- PROBLEM TO WORK ON
Without altering anything, repeat each of the records.

- RECORD SET
PR #100141, opened 2026-03-19
Allow skipping local shard with missing table when `skip_unavailable_shards` is enabled

alexey-milovidov:
When a distributed query targets a table that doesn't exist on a local replica and there are no remote replicas to fall back to, the query would always fail with `UNKNOWN_TABLE` even when `skip_unavailable_shards` was enabled. Remote shards with missing tables could be skipped, but local shards could not, which was inconsistent.

Now, when `skip_unavailable_shards` is enabled and the table is absent on the local replica with no remote replicas configured, the shard is skipped instead of failing.

Closes https://github.com/ClickHouse/ClickHouse/issues/100134

### Changelog category (leave one):
- Improvement

### Changelog entry (a [user-readable short description](https://github.com/ClickHouse/ClickHouse/blob/master/docs/changelog_entry_guidelines.md) of the changes that goes into CHANGELOG.md):
Allow skipping local shard with missing table when `skip_unavailable_shards` is enabled.

### Version info
- Merged into: `26.5.1.344`

PR #98377, opened 2026-03-01
Forbid Tuple element name `null` to prevent subcolumn ambiguity

alexey-milovidov:
## Summary

- Forbid the Tuple element name `null` in `checkTupleNames` (`DataTypeTuple.cpp`) because it conflicts with the subcolumn name used for Nullable null maps, causing an exception in `SerializationNullable::enumerateStreams`
- Add test `04000_nullable_tuple_null_subcolumn_ambiguity` validating the new restriction
- Update existing test `01872_functions_to_subcolumns_analyzer` to rename `Tuple(null UInt32)` → `Tuple(n UInt32)`

Closes #96681
CI report: https://s3.amazonaws.com/clickhouse-test-reports/json.html?PR=98293&sha=f68ee0d3f6944d6418c2304965c72af57a2e9971&name_0=PR&name_1=AST%20fuzzer%20%28arm_asan%29
https://github.com/ClickHouse/ClickHouse/pull/98293

### Changelog category (leave one):
- Backward Incompatible Change

### Changelog entry (a [user-readable short description](https://github.com/ClickHouse/ClickHouse/blob/master/docs/changelog_entry_guidelines.md) of the changes that goes into CHANGELOG.md):
Tuple element name `null` is now forbidden because it conflicts with the subcolumn name used for Nullable null maps, causing ambiguous subcolumn resolution.

### Documentation entry for user-facing changes

- [ ] Documentation is written (mandatory for new features)

🤖 Generated with [Claude Code](https://claude.com/claude-code)

### Version info
- Merged into: `26.5.1.235`

PR #103917, opened 2026-05-02
Allowlist `Tuple element name 'null' is reserved` in upgrade check

alexey-milovidov:
After PR #98377 (`Forbid Tuple element name `null` to prevent subcolumn ambiguity`), the new server rejects attaching any pre-existing table with a column of type `Tuple(null ...)`. The stateless test `01872_functions_to_subcolumns_analyzer.sql` historically created such a table (`t_tuple_null` with `Tuple(null UInt32)`), and after the stress flow upgrades the server, the new build logs a `BAD_ARGUMENTS` error from `AsyncLoader::worker` while trying to attach it. The validation is working as intended; the failure surfaces in the `Upgrade check` job under the test `Error message in clickhouse-server.log (see upgrade_error_messages.txt)`.

Add the message to the upgrade-check error allowlist so the expected post-upgrade rejection does not fail the check.

Example failing run (reproduced on PR #100300):
https://s3.amazonaws.com/clickhouse-test-reports/json.html?PR=100300&sha=a93523dfa84eebfb7bd5b2f25596f01e2e18ab2e&name_0=PR&name_1=Upgrade%20check%20%28amd_release%29

### Changelog category (leave one):
- CI Fix or Improvement (changelog entry is not required)

### Changelog entry (a [user-readable short description](https://github.com/ClickHouse/ClickHouse/blob/master/docs/changelog_entry_guidelines.md) of the changes that goes into CHANGELOG.md):
...

### Documentation entry for user-facing changes

- [ ] Documentation is written (mandatory for new features)

PR #103966, opened 2026-05-03
Filter `Tuple element name 'null' is reserved` in upgrade check

alexey-milovidov:
The upgrade test in CI installs a previous release binary, runs the test suite, then upgrades to the new server build and restarts. Tables created on the old binary with columns like `Nullable(Tuple(`null` UInt32))` fail to attach on the new binary because PR #98377 forbade Tuple element name `null` to avoid ambiguity with the Nullable null-map subcolumn name.

This is a known consequence of the backward-incompatible change, not a regression introduced by any in-flight PR. Add the exact reserved-name phrase to the `upgrade_runner.sh` error filter so unrelated PRs no longer fail the upgrade check on this message.

Observed on PR #100141: https://s3.amazonaws.com/clickhouse-test-reports/json.html?PR=100141&sha=ca91e01ef6f3c799bddb2176485608a8c9eaf151&name_0=PR&name_1=Upgrade%20check%20%28amd_release%29

PR: https://github.com/ClickHouse/ClickHouse/pull/100141

...


alexey-milovidov:
Duplicate #103917

PR #103980, opened 2026-05-04
Remove and forbid build-time CMake checks

alexey-milovidov:
The compiler is fixed (Clang with a known minimum version, see `cmake/tools.cmake`) and so are the vendored sysroots under `contrib/sysroot/`, so probes like `check_cxx_source_compiles`, `check_function_exists`, `check_include_file`, `try_compile`, etc. are unnecessary - the answer is known statically. They also slow down configure, are non-deterministic, and are a source of build divergence between machines. The only legitimate use was detecting available compiler warnings, which we now do by hard-coding the knowledge against `CMAKE_CXX_COMPILER_VERSION`.

This PR:

- Rewrites `cmake/add_warning.cmake` so that `add_warning` / `no_warning` / `target_add_warning` / `target_no_warning` just append the flag. Previously they used `check_cxx_compiler_flag` / `check_c_compiler_flag` to feature-test every `-W` flag at configure time.
- Hard-codes clang-version-specific warnings in `cmake/warnings.cmake`. The `lifetime-safety-*` warnings only exist in clang 23+, so they are now gated on `CMAKE_CXX_COMPILER_VERSION VERSION_GREATER_EQUAL 23` instead of being detected.
- Deletes the empty `cmake/check_flags.cmake` stub.
- Adds `cmake/block_build_time_checks.cmake`, included before `add_subdirectory(contrib)`, which installs `FATAL_ERROR` overrides for every `check_*` macro/function plus `try_compile` / `try_run`. Even when a `CheckCXXCompilerFlag`-style module re-defines its wrapper, the call still funnels through the overridden `try_compile` and aborts with a clear message pointing at this file.
- Removes the two real probe call-sites in contrib `*-cmake/`:
  - `contrib/mongo-c-driver-cmake`: `test_big_endian(BSON_BIG_ENDIAN)` -> static check on `ARCH_S390X` (the only big-endian arch we support).
  - `contrib/isa-l-cmake`: `check_language(ASM_NASM)` -> `set(CMAKE_ASM_NASM_COMPILER \${NASM_PATH})` using the path already found by `find_program`.

Where compiler-version-specific behaviour is genuinely required in the future, gate it on `CMAKE_CXX_COMPILER_VERSION` instead of probing.

Removed and forbade build-time CMake checks (`check_*`, `try_compile`, `try_run`). The compiler and toolchain are fixed, so feature detection at configure time is unnecessary and is now blocked project-wide; any version-specific behaviour must be gated on `CMAKE_CXX_COMPILER_VERSION` explicitly.

### Version info
- Merged into: `26.5.1.432`


Algunenano (approved):

alexey-milovidov (commented):
Looks good.

Algunenano (approved):

PR #62125, opened 2024-04-01
Read-in-order Optimization With Virtual Row

jsc0218:
related to [this](https://github.com/ClickHouse/ClickHouse/issues/42662).

### Changelog category (leave one):
- Improvement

- SOLUTION BELOW
PR #100141, opened 2026-03-19
Allow skipping local shard with missing table when `skip_unavailable_shards` is enabled

alexey-milovidov:
When a distributed query targets a table that doesn't exist on a local replica and there are no remote replicas to fall back to, the query would always fail with `UNKNOWN_TABLE` even when `skip_unavailable_shards` was enabled. Remote shards with missing tables could be skipped, but local shards could not, which was inconsistent.

Now, when `skip_unavailable_shards` is enabled and the table is absent on the local replica with no remote replicas configured, the shard is skipped instead of failing.

Closes https://github.com/ClickHouse/ClickHouse/issues/100134

### Changelog category (leave one):
- Improvement

### Changelog entry (a [user-readable short description](https://github.com/ClickHouse/ClickHouse/blob/master/docs/changelog_entry_guidelines.md) of the changes that goes into CHANGELOG.md):
Allow skipping local shard with missing table when `skip_unavailable_shards` is enabled.

### Version info
- Merged into: `26.5.1.344`

PR #98377, opened 2026-03-01
Forbid Tuple element name `null` to prevent subcolumn ambiguity

alexey-milovidov:
## Summary

- Forbid the Tuple element name `null` in `checkTupleNames` (`DataTypeTuple.cpp`) because it conflicts with the subcolumn name used for Nullable null maps, causing an exception in `SerializationNullable::enumerateStreams`
- Add test `04000_nullable_tuple_null_subcolumn_ambiguity` validating the new restriction
- Update existing test `01872_functions_to_subcolumns_analyzer` to rename `Tuple(null UInt32)` → `Tuple(n UInt32)`

Closes #96681
CI report: https://s3.amazonaws.com/clickhouse-test-reports/json.html?PR=98293&sha=f68ee0d3f6944d6418c2304965c72af57a2e9971&name_0=PR&name_1=AST%20fuzzer%20%28arm_asan%29
https://github.com/ClickHouse/ClickHouse/pull/98293

### Changelog category (leave one):
- Backward Incompatible Change

### Changelog entry (a [user-readable short description](https://github.com/ClickHouse/ClickHouse/blob/master/docs/changelog_entry_guidelines.md) of the changes that goes into CHANGELOG.md):
Tuple element name `null` is now forbidden because it conflicts with the subcolumn name used for Nullable null maps, causing ambiguous subcolumn resolution.

### Documentation entry for user-facing changes

- [ ] Documentation is written (mandatory for new features)

🤖 Generated with [Claude Code](https://claude.com/claude-code)

### Version info
- Merged into: `26.5.1.235`

PR #103917, opened 2026-05-02
Allowlist `Tuple element name 'null' is reserved` in upgrade check

alexey-milovidov:
After PR #98377 (`Forbid Tuple element name `null` to prevent subcolumn ambiguity`), the new server rejects attaching any pre-existing table with a column of type `Tuple(null ...)`. The stateless test `01872_functions_to_subcolumns_analyzer.sql` historically created such a table (`t_tuple_null` with `Tuple(null UInt32)`), and after the stress flow upgrades the server, the new build logs a `BAD_ARGUMENTS` error from `AsyncLoader::worker` while trying to attach it. The validation is working as intended; the failure surfaces in the `Upgrade check` job under the test `Error message in clickhouse-server.log (see upgrade_error_messages.txt)`.

Add the message to the upgrade-check error allowlist so the expected post-upgrade rejection does not fail the check.

Example failing run (reproduced on PR #100300):
https://s3.amazonaws.com/clickhouse-test-reports/json.html?PR=100300&sha=a93523dfa84eebfb7bd5b2f25596f01e2e18ab2e&name_0=PR&name_1=Upgrade%20check%20%28amd_release%29

### Changelog category (leave one):
- CI Fix or Improvement (changelog entry is not required)

### Changelog entry (a [user-readable short description](https://github.com/ClickHouse/ClickHouse/blob/master/docs/changelog_entry_guidelines.md) of the changes that goes into CHANGELOG.md):
...

### Documentation entry for user-facing changes

- [ ] Documentation is written (mandatory for new features)

PR #103966, opened 2026-05-03
Filter `Tuple element name 'null' is reserved` in upgrade check

alexey-milovidov:
The upgrade test in CI installs a previous release binary, runs the test suite, then upgrades to the new server build and restarts. Tables created on the old binary with columns like `Nullable(Tuple(`null` UInt32))` fail to attach on the new binary because PR #98377 forbade Tuple element name `null` to avoid ambiguity with the Nullable null-map subcolumn name.

This is a known consequence of the backward-incompatible change, not a regression introduced by any in-flight PR. Add the exact reserved-name phrase to the `upgrade_runner.sh` error filter so unrelated PRs no longer fail the upgrade check on this message.

Observed on PR #100141: https://s3.amazonaws.com/clickhouse-test-reports/json.html?PR=100141&sha=ca91e01ef6f3c799bddb2176485608a8c9eaf151&name_0=PR&name_1=Upgrade%20check%20%28amd_release%29

PR: https://github.com/ClickHouse/ClickHouse/pull/100141

...


alexey-milovidov:
Duplicate #103917

PR #103980, opened 2026-05-04
Remove and forbid build-time CMake checks

alexey-milovidov:
The compiler is fixed (Clang with a known minimum version, see `cmake/tools.cmake`) and so are the vendored sysroots under `contrib/sysroot/`, so probes like `check_cxx_source_compiles`, `check_function_exists`, `check_include_file`, `try_compile`, etc. are unnecessary - the answer is known statically. They also slow down configure, are non-deterministic, and are a source of build divergence between machines. The only legitimate use was detecting available compiler warnings, which we now do by hard-coding the knowledge against `CMAKE_CXX_COMPILER_VERSION`.

This PR:

- Rewrites `cmake/add_warning.cmake` so that `add_warning` / `no_warning` / `target_add_warning` / `target_no_warning` just append the flag. Previously they used `check_cxx_compiler_flag` / `check_c_compiler_flag` to feature-test every `-W` flag at configure time.
- Hard-codes clang-version-specific warnings in `cmake/warnings.cmake`. The `lifetime-safety-*` warnings only exist in clang 23+, so they are now gated on `CMAKE_CXX_COMPILER_VERSION VERSION_GREATER_EQUAL 23` instead of being detected.
- Deletes the empty `cmake/check_flags.cmake` stub.
- Adds `cmake/block_build_time_checks.cmake`, included before `add_subdirectory(contrib)`, which installs `FATAL_ERROR` overrides for every `check_*` macro/function plus `try_compile` / `try_run`. Even when a `CheckCXXCompilerFlag`-style module re-defines its wrapper, the call still funnels through the overridden `try_compile` and aborts with a clear message pointing at this file.
- Removes the two real probe call-sites in contrib `*-cmake/`:
  - `contrib/mongo-c-driver-cmake`: `test_big_endian(BSON_BIG_ENDIAN)` -> static check on `ARCH_S390X` (the only big-endian arch we support).
  - `contrib/isa-l-cmake`: `check_language(ASM_NASM)` -> `set(CMAKE_ASM_NASM_COMPILER \${NASM_PATH})` using the path already found by `find_program`.

Where compiler-version-specific behaviour is genuinely required in the future, gate it on `CMAKE_CXX_COMPILER_VERSION` instead of probing.

Removed and forbade build-time CMake checks (`check_*`, `try_compile`, `try_run`). The compiler and toolchain are fixed, so feature detection at configure time is unnecessary and is now blocked project-wide; any version-specific behaviour must be gated on `CMAKE_CXX_COMPILER_VERSION` explicitly.

### Version info
- Merged into: `26.5.1.432`


Algunenano (approved):

alexey-milovidov (commented):
Looks good.

Algunenano (approved):

PR #62125, opened 2024-04-01
Read-in-order Optimization With Virtual Row

jsc0218:
related to [this](https://github.com/ClickHouse/ClickHouse/issues/42662).

### Changelog category (leave one):
- Improvement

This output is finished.